PROBLEM DETAILS: Below are some entries. Repeat exactly the lines from the one with "src/MSBuild/XMake.cs" through the one with "### LINKED ISSUE #2350: Detecting", and only those.

Stored items:

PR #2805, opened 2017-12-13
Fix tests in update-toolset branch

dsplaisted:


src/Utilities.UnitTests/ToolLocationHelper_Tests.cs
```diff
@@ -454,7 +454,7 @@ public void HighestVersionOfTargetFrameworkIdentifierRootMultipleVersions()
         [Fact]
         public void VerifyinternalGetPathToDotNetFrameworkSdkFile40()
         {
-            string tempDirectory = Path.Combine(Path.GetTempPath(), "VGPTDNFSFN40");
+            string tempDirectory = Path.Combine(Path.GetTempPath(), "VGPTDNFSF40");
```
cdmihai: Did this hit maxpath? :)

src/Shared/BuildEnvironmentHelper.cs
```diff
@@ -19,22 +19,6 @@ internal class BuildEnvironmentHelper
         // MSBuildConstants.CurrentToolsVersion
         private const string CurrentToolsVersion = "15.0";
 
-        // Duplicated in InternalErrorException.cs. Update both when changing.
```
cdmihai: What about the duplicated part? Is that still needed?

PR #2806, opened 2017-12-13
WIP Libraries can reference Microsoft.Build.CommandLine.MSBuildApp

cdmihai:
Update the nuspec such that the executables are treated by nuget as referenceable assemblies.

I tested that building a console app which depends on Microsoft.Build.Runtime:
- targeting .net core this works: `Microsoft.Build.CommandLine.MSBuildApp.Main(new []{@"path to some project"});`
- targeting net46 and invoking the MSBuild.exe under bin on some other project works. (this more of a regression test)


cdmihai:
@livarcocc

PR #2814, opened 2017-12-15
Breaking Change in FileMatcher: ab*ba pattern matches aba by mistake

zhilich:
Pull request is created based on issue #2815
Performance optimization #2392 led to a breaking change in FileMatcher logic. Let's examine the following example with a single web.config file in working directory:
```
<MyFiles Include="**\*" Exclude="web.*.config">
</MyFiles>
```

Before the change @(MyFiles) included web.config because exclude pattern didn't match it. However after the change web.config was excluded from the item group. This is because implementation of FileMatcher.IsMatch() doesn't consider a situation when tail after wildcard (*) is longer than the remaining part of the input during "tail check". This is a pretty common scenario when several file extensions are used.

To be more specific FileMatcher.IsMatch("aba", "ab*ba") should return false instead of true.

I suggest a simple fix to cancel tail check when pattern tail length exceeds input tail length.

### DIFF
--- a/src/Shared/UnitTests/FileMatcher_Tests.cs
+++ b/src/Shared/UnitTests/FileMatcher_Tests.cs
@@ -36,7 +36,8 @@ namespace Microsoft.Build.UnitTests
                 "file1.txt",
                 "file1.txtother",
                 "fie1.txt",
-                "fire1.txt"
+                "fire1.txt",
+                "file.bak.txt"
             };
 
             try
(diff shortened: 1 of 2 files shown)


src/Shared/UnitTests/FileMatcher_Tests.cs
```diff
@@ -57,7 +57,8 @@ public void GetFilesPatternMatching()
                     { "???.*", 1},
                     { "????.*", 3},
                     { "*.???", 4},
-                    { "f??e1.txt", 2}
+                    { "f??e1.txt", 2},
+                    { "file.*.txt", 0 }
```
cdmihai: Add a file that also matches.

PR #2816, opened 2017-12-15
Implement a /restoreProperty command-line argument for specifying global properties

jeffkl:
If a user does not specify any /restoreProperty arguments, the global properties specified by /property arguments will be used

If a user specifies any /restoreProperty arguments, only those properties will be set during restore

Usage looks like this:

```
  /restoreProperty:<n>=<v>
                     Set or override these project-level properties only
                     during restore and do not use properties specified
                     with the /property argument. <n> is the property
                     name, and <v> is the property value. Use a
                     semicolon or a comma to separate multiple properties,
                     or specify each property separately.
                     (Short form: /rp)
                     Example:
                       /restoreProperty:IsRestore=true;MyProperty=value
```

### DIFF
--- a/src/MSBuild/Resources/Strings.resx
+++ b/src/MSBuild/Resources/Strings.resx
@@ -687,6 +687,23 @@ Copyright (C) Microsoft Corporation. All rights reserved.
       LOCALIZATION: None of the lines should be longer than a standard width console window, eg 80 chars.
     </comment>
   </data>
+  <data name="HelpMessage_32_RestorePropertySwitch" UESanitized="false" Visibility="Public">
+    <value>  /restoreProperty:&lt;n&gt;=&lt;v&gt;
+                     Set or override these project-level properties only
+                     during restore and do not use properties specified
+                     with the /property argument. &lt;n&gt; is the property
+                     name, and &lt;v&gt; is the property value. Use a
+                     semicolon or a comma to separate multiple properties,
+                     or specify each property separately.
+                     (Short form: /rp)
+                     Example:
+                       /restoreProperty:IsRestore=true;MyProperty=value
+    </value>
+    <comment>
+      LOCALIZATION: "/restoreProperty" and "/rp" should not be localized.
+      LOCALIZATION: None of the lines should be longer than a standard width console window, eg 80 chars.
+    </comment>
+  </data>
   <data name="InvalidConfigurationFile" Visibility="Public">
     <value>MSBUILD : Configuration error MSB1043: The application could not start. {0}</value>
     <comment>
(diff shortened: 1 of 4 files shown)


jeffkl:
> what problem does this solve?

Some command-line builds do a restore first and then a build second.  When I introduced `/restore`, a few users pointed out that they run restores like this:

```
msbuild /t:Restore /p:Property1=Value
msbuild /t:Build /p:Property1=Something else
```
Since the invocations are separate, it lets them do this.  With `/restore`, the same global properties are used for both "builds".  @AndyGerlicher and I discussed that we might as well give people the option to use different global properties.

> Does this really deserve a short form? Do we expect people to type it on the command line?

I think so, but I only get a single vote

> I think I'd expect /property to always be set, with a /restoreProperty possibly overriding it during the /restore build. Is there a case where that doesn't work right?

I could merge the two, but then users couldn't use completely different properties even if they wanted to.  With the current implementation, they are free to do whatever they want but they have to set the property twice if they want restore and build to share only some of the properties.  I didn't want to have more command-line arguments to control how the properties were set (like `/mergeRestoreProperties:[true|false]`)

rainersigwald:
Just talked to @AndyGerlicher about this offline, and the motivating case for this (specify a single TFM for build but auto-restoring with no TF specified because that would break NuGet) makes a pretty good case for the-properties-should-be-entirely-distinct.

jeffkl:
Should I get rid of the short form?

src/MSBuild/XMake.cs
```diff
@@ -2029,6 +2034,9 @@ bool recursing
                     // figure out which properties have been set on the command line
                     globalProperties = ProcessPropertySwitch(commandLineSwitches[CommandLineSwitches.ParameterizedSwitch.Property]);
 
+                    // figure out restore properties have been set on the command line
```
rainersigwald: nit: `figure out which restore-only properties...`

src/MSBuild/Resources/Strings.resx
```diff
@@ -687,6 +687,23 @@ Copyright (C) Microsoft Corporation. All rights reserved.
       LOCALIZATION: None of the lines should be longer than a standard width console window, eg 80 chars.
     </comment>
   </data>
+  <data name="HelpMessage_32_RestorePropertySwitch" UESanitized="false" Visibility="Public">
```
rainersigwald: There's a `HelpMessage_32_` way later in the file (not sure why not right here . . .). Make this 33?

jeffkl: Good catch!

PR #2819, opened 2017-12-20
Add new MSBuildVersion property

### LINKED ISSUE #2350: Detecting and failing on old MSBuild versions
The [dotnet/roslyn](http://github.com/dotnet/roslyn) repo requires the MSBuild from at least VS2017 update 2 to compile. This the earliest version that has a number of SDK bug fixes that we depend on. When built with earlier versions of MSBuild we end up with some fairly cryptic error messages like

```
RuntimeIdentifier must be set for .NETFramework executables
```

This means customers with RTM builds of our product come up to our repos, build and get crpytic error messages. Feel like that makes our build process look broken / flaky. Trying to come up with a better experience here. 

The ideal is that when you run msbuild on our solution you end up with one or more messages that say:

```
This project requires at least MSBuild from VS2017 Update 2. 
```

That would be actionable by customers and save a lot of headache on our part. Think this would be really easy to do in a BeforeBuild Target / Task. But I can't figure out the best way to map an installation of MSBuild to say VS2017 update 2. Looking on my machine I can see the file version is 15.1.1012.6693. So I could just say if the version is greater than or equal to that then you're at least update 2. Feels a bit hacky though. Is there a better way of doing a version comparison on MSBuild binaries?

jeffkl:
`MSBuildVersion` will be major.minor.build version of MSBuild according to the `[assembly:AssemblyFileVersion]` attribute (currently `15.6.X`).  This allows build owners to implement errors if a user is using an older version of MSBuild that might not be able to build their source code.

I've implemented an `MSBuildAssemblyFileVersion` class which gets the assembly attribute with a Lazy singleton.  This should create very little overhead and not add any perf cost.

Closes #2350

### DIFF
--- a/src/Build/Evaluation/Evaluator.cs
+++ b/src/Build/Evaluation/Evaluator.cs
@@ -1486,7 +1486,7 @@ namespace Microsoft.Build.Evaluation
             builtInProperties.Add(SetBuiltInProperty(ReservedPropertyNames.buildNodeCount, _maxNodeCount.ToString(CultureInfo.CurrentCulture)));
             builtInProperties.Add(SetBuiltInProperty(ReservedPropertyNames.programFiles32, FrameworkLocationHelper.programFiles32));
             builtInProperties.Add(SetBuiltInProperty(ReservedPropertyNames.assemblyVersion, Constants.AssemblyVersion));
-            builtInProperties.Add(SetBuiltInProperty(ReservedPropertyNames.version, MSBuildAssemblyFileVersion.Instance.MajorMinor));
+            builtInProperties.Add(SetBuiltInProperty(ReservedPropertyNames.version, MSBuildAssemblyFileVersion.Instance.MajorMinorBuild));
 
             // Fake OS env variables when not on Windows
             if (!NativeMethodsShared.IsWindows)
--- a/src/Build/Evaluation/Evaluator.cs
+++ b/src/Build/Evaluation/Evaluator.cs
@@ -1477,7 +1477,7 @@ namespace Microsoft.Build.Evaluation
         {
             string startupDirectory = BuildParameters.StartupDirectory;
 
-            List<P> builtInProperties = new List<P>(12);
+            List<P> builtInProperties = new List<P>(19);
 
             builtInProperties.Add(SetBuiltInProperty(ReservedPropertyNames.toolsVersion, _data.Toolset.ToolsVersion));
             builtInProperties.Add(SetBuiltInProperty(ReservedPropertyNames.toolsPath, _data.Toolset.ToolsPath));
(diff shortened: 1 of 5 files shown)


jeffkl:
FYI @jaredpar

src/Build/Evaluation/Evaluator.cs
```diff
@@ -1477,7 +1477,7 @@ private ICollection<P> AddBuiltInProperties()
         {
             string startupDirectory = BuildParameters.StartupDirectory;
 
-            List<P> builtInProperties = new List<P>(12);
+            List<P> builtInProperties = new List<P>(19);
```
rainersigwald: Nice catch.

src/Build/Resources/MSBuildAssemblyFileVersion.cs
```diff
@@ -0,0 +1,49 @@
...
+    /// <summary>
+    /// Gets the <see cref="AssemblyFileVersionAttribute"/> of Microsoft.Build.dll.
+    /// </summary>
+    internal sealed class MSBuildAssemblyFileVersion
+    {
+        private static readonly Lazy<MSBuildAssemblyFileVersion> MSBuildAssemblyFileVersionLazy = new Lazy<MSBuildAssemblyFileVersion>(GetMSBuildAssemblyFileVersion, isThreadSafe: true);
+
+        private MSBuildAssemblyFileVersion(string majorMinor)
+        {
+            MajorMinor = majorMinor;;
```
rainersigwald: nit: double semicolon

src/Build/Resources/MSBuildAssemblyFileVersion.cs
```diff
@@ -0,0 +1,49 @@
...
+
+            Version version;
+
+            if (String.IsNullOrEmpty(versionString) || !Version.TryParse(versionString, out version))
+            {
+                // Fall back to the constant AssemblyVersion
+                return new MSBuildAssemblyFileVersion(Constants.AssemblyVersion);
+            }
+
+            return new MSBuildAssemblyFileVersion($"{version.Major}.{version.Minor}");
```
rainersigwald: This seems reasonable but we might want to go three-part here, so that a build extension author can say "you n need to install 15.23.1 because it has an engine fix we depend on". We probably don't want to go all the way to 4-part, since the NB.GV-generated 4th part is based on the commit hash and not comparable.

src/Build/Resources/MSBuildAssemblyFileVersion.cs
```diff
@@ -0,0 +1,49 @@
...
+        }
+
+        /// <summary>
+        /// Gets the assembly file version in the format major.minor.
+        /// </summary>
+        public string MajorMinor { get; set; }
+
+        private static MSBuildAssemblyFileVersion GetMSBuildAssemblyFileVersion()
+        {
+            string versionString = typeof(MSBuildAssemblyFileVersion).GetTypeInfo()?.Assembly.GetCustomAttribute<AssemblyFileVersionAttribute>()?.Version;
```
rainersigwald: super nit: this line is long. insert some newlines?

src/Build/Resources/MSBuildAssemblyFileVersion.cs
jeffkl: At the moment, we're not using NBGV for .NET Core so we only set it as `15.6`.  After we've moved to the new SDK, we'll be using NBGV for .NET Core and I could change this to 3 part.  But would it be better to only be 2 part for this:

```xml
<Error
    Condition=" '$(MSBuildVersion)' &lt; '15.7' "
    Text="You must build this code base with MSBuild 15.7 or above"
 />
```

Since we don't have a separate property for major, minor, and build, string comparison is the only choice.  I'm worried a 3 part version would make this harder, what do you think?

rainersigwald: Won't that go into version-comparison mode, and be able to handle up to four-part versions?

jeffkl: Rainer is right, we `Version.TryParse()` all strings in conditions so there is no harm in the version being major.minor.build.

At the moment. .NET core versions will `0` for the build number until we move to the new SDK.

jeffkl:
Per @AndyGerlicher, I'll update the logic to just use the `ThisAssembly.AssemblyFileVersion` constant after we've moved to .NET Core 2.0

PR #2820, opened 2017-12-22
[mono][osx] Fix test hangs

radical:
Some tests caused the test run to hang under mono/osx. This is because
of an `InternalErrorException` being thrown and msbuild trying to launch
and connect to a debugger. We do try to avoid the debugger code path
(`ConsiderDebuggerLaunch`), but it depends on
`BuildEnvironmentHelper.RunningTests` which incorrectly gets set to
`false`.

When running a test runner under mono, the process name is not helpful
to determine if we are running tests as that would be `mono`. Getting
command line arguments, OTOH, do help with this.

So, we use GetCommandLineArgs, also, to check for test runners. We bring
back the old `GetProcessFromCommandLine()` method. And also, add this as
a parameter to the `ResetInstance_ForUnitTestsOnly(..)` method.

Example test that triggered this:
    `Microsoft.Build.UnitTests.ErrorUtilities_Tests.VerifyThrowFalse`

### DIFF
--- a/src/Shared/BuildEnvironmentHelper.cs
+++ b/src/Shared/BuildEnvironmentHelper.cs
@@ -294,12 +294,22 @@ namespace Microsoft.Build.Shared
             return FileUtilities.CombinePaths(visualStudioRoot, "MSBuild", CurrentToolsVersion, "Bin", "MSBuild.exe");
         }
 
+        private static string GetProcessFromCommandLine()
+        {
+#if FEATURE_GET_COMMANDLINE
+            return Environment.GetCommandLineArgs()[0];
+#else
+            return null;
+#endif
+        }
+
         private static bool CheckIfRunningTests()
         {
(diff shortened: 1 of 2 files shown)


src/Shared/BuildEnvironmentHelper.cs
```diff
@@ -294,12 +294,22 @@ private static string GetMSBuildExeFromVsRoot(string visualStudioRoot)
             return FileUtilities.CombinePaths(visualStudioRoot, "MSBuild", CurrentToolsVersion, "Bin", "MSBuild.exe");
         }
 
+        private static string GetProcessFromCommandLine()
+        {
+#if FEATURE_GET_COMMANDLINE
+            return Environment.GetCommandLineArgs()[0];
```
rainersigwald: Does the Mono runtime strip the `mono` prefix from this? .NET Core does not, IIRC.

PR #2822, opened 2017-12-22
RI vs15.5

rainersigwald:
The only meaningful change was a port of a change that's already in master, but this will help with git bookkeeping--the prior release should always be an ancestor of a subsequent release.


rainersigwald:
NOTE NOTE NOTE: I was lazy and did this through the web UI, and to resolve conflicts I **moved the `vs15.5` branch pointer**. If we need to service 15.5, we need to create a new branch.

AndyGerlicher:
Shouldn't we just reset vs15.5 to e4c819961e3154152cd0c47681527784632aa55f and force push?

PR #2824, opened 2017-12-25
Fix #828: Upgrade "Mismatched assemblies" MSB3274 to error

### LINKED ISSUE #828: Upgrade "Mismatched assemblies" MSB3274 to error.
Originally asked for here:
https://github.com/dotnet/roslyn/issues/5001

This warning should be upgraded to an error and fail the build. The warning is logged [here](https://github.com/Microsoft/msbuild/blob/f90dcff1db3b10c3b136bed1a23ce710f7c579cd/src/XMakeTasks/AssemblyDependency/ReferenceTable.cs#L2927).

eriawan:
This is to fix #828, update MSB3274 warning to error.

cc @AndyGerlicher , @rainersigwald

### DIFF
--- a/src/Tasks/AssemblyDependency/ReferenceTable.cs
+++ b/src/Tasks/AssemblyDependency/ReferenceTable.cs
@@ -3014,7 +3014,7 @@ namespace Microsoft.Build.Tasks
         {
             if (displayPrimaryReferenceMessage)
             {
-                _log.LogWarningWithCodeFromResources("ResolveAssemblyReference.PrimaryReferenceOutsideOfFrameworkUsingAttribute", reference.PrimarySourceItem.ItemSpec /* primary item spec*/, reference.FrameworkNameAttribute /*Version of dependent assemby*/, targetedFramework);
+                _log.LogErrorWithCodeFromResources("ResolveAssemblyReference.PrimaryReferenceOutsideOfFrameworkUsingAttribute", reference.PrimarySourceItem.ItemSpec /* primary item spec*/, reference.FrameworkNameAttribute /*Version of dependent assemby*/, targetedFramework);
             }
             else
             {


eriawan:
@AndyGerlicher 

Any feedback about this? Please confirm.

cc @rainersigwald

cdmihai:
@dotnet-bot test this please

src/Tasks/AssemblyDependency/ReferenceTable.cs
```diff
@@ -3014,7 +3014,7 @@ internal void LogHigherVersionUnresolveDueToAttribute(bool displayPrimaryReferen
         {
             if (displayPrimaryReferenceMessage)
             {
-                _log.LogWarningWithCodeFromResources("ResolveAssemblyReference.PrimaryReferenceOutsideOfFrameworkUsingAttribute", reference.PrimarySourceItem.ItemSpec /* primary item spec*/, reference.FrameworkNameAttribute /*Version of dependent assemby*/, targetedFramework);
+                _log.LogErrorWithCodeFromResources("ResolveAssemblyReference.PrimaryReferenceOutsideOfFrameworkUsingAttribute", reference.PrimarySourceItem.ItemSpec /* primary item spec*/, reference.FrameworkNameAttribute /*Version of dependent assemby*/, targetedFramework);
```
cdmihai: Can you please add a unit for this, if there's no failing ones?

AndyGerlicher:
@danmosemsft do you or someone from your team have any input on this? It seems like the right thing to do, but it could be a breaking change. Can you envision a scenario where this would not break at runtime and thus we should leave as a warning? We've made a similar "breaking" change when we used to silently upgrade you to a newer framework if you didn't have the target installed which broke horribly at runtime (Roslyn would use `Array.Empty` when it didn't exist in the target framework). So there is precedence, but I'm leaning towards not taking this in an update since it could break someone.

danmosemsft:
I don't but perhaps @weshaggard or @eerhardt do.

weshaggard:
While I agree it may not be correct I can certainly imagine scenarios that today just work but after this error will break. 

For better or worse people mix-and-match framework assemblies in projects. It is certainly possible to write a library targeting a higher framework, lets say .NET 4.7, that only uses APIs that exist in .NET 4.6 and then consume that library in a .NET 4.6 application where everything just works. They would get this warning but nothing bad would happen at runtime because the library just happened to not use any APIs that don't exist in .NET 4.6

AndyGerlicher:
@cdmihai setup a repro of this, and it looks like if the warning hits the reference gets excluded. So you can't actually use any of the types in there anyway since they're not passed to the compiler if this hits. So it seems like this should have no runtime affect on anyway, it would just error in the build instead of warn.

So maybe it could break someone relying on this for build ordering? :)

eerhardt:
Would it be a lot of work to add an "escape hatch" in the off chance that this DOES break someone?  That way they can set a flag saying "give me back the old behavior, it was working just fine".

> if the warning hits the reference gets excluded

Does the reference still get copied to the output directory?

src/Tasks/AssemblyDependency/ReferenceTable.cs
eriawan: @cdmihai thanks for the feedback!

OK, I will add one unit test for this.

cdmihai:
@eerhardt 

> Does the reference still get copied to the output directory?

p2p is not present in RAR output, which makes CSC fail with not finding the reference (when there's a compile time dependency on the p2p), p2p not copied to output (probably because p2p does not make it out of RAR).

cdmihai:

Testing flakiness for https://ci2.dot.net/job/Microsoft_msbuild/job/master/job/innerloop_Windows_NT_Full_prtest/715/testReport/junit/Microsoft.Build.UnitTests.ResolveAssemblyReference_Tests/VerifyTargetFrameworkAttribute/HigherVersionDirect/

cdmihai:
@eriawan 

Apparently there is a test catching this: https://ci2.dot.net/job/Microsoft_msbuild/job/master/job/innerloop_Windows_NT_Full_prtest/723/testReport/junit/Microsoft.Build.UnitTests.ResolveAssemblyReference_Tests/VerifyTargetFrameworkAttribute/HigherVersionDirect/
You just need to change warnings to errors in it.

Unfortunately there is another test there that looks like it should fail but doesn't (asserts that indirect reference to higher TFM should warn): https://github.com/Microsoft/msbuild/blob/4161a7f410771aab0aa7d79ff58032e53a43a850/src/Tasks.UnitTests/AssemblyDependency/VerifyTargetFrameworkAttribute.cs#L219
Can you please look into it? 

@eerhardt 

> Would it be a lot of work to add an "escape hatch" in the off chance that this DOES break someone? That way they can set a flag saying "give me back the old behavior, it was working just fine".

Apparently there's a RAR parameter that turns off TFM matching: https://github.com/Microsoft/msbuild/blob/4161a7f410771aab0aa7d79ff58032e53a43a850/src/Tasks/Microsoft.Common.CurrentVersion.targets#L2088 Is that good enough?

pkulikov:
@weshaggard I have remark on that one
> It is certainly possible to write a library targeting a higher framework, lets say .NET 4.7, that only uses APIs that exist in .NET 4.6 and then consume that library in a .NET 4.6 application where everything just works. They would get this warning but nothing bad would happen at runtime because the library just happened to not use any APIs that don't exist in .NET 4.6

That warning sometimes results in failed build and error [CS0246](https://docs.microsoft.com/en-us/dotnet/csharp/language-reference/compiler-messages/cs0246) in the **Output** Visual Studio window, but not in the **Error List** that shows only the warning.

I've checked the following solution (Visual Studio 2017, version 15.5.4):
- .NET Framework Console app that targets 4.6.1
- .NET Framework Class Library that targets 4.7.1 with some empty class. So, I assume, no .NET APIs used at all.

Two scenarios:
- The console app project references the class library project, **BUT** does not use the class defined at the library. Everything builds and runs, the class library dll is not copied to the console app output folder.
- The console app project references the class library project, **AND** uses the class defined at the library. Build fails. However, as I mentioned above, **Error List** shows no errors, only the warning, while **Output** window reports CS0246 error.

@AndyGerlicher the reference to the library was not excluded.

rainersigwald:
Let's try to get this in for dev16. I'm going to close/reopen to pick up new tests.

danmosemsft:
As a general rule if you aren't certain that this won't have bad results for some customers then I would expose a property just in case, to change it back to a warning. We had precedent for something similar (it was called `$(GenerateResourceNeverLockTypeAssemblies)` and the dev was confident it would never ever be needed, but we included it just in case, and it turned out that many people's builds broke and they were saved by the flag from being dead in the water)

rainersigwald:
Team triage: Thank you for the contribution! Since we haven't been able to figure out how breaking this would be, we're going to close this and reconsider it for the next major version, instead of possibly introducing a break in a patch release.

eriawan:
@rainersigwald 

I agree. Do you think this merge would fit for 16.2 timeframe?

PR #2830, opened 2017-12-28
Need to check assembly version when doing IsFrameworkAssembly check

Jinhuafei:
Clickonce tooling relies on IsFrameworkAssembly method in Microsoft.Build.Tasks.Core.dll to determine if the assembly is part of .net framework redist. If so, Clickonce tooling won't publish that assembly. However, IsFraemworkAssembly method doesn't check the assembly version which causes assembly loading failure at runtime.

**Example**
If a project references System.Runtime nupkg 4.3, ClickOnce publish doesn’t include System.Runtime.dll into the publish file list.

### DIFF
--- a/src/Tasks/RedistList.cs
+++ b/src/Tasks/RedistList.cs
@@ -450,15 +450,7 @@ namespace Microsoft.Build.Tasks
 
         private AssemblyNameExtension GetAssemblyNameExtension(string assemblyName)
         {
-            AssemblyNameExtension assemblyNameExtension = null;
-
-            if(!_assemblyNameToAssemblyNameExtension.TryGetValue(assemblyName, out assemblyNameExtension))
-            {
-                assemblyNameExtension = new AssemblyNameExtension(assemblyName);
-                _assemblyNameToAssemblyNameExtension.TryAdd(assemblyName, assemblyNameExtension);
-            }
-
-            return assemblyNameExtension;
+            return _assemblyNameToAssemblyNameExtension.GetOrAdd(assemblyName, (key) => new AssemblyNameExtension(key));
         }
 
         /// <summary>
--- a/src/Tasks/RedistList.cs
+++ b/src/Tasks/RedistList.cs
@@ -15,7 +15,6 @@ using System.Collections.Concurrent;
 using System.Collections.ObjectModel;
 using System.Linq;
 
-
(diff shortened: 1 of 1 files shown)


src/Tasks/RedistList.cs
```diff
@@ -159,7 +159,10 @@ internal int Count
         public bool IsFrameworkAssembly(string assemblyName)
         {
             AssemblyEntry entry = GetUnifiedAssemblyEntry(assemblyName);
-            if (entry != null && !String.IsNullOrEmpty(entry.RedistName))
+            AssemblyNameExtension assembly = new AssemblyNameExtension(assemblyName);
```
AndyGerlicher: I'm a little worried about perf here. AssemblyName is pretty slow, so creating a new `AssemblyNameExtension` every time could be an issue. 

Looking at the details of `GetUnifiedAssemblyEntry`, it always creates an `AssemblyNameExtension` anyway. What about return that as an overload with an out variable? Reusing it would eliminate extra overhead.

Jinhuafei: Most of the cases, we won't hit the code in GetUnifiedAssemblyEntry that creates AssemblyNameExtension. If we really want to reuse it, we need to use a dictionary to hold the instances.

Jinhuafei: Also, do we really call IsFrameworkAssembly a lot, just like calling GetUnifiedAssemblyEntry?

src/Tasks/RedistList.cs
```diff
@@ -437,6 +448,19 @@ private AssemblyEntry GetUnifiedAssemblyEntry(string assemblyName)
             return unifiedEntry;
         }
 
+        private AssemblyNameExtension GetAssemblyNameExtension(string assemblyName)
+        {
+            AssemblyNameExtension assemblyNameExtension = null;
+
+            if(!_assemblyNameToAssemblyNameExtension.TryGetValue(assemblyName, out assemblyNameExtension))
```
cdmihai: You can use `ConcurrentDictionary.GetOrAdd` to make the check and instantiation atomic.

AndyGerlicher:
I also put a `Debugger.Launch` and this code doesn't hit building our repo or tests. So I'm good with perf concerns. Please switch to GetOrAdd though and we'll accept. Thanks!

SOLUTION TO THE EXERCISE:
src/MSBuild/XMake.cs
```diff
@@ -2029,6 +2034,9 @@ bool recursing
                     // figure out which properties have been set on the command line
                     globalProperties = ProcessPropertySwitch(commandLineSwitches[CommandLineSwitches.ParameterizedSwitch.Property]);
 
+                    // figure out restore properties have been set on the command line
```
rainersigwald: nit: `figure out which restore-only properties...`

src/MSBuild/Resources/Strings.resx
```diff
@@ -687,6 +687,23 @@ Copyright (C) Microsoft Corporation. All rights reserved.
       LOCALIZATION: None of the lines should be longer than a standard width console window, eg 80 chars.
     </comment>
   </data>
+  <data name="HelpMessage_32_RestorePropertySwitch" UESanitized="false" Visibility="Public">
```
rainersigwald: There's a `HelpMessage_32_` way later in the file (not sure why not right here . . .). Make this 33?

jeffkl: Good catch!

PR #2819, opened 2017-12-20
Add new MSBuildVersion property

### LINKED ISSUE #2350: Detecting and failing on old MSBuild versions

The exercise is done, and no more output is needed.